What's plotted starts with a variance-weighted transformation of the Schoenfeld residuals for a covariate, into what are called "scaled Schoenfeld residuals." Those are then added to the corresponding time-invariant coefficient estimate from the Cox model under the proportional hazards (PH) assumption and smoothed. The result is a plot of an estimate of the regression coefficient for the covariate over time. If the plot is reasonably flat, the PH assumption holds. Take this one step at a time.

Risk-weighted covariate averages and covariances

You start by determining, for each event time, the risk-weighted averages of covariate values and the corresponding risk-weighted covariance among covariate values over all individuals at risk at that time. That's essentially a part of the model-fitting process, anyway. The risks used for the weighting are simply the corresponding hazard ratios for the individuals at that time, the exponentiated linear-predictor values from the model.

Schoenfeld residuals

The Schoenfeld residuals are calculated for all covariates for each individual experiencing an event at a given time. Those are the differences between that individual's covariate values at the event time and the corresponding risk-weighted average of covariate values among all those then at risk. The word "residual" thus makes sense, as it's the difference between an observed covariate value and what you might have expected based on all those at risk at that time.

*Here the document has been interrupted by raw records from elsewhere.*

Issue #236, opened 2023-10-05
Investigate alternatives to deeply nested callbacks (particularly in PArSEC) to improve code readability


AlexRamRam:
In contrast to the Atomizer/2PC architectures, PArSEC requires a more standard form of the [two-phase locking protocol](https://en.wikipedia.org/wiki/Two-phase_locking) where locks are sequentially accumulated as execution proceeds. As a result, the reader encounters deeper levels of nesting of callbacks in the PArSEC code base as they follow the flow of execution.

Using nested callbacks is sensible and efficient (avoids waiting or polling for tasks synchronously). However, the code becomes more difficult to follow, particularly for those with less experience with asynchchronous programming. This issue item asks the openCBDC community to investigate alternatives that aim to improve code readability without sacrificing performance.

One path is to use [chain-able/continuable futures](https://en.cppreference.com/w/cpp/experimental/future), which is not yet part of the C++ standard. This would allow us to chain asynchronous tasks, and might look like the following (ignoring parameterization of return values , inputs and other important details):
```
auto runTransaction = async( lockAddress() )
.then( lockTransactionID() )
.then( lockTicketID() )
.then ...
```

Until the c++ standard catches up, are there implementations of concurrency frameworks available today that help improve readability (without adding performance burdens) that also pass the necessary set of standards for openCBDC?. For example, I've experimented with one implementation here: https://github.com/Amanieu/asyncplusplus

Are there other solutions (i.e. a different threading model) that improves code readability without adding performance burdens?

PR #239, opened 2023-10-18
Aiming to improve readability of PArSEC (EVM) transaction flow

AlexRamRam:
Human readability, ease of access and maintainability are subjective to a large degree. An iterative approach of modest-scale changes with potential for discussions and feedback may be the way to go, particularly in a large open source community such as ours.

Here is one iteration of proposed changes from the perspective of following a EVM transaction flow in PArSEC.

Relates to issue #236 (does not solve it)

### DIFF
--- a/src/parsec/agent/impl.cpp
+++ b/src/parsec/agent/impl.cpp
@@ -40,8 +40,8 @@ namespace cbdc::parsec::agent {
         switch(m_state) {
             // In these states we can start again from the beginning
             case state::init:
-            case state::begin_sent:
-            case state::begin_failed:
+            case state::ticket_number_request_sent:
+            case state::ticket_number_request_failed:
                 break;
 
             // We already have a ticket number but need to start again
@@ -92,15 +92,16 @@ namespace cbdc::parsec::agent {
         }
 
         m_result = std::nullopt;
-        m_state = state::begin_sent;
-        auto success = m_broker->begin(
+        m_state = state::ticket_number_request_sent;
+        auto success = m_broker->get_new_ticket_number(
             [&](broker::interface::ticketnum_or_errcode_type res) {
-                handle_begin(res);
+                handle_new_ticket_number(res);
             });
 
         if(!success) {
-            m_state = state::begin_failed;
-            m_log->error("Failed to contact broker to begin");
+            m_state = state::ticket_number_request_failed;
+            m_log->error(
+                "Failed to contact broker to get a new ticket number");
             m_result = error_code::broker_unreachable;
             do_result();
         }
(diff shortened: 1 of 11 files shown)


src/parsec/agent/impl.cpp
```diff
@@ -237,88 +240,85 @@ namespace cbdc::parsec::agent {
...
-                                 m_ticket_number.value());
-                    auto reacquired = std::make_shared<std::atomic<size_t>>();
-                    for(auto& it : *reacq_locks) {
-                        m_log->trace("Re-acquiring lock on",
-                                     it.first.to_hex(),
-                                     "type",
-                                     static_cast<int>(it.second),
-                                     "for",
+
+        if(std::holds_alternative<broker::value_type>(res_variant)) {
```
maurermi, line 252: I personally find this easier to read with std::visit, as it makes clear that all possible variant types are covered

src/parsec/agent/runners/evm/http_server.hpp
```diff
@@ -170,11 +170,14 @@ namespace cbdc::parsec::agent::rpc {
             -> bool;
 
         static auto
-        handle_error(const Json::Value& params,
+        handle_error(const server_type::result_callback_type& callback,
```
maurermi, line 176: This is helpful for readability, but would be good to add a comment specifying that this function is overloaded (and perhaps that it calls the other version)

src/parsec/agent/runners/evm/impl.cpp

Scaled Schoenfeld residuals

The Schoenfeld residuals are then scaled inversely with respect to their (co)variances. The scaled values at an event time for an individual come from pre-multiplying the vector of original Schoenfeld residuals by the inverse of the corresponding risk-weighted covariate covariance matrix at that time. You can think of this as down-weighting Schoenfeld residuals whose values are uncertain because of high variance.

The "plot of scaled Schoenfeld residuals"

Although the plot you show is generally called a "plot of scaled Schoenfeld residuals," that's not quite right.

The importance of the scaled Schoenfeld residuals comes from their associations with the time-dependence of a Cox regression coefficient. If $s_{k,j}^*$ is a scaled Schoenfeld residual for covariate $j$ at time $t_k$ and the estimated time-fixed Cox regression coefficient under PH is $\hat \beta_j$, then the expected value of $s_{k,j}^*$ is approximately the deviation of the actual coefficient value at time $t_k$, $\beta_j(t_k)$, from the PH-based estimate:

$$E(s_{k,j}^*) + \hat \beta_j \approx \beta_j(t_k).$$

That was shown by Grambsch and Therneau in 1994. The y-axis values of the plot for covariate $j$ are the sums of the scaled Schoenfeld residuals with the corresponding PH estimate $\hat \beta_j$.

Simple answer to the question

The smoothed plot is thus an estimate of the time dependence of the coefficient for the covariate $j$, $\beta_j(t_k)$. In your case, the plot indicates that your biomarker is most strongly associated with outcome at early times, dropping off to almost no association beyond a time value of 50-60.

The above is pretty much based on Therneau and Grambsch. Section 6.2 presents the plotting of scaled Schoenfeld residuals, with ordinary Schoenfeld residuals described in Section 4.6 and the formulas for risk-weighted covariate means and covariances in Section 3.1 (equations 3.5 and 3.7, respectively).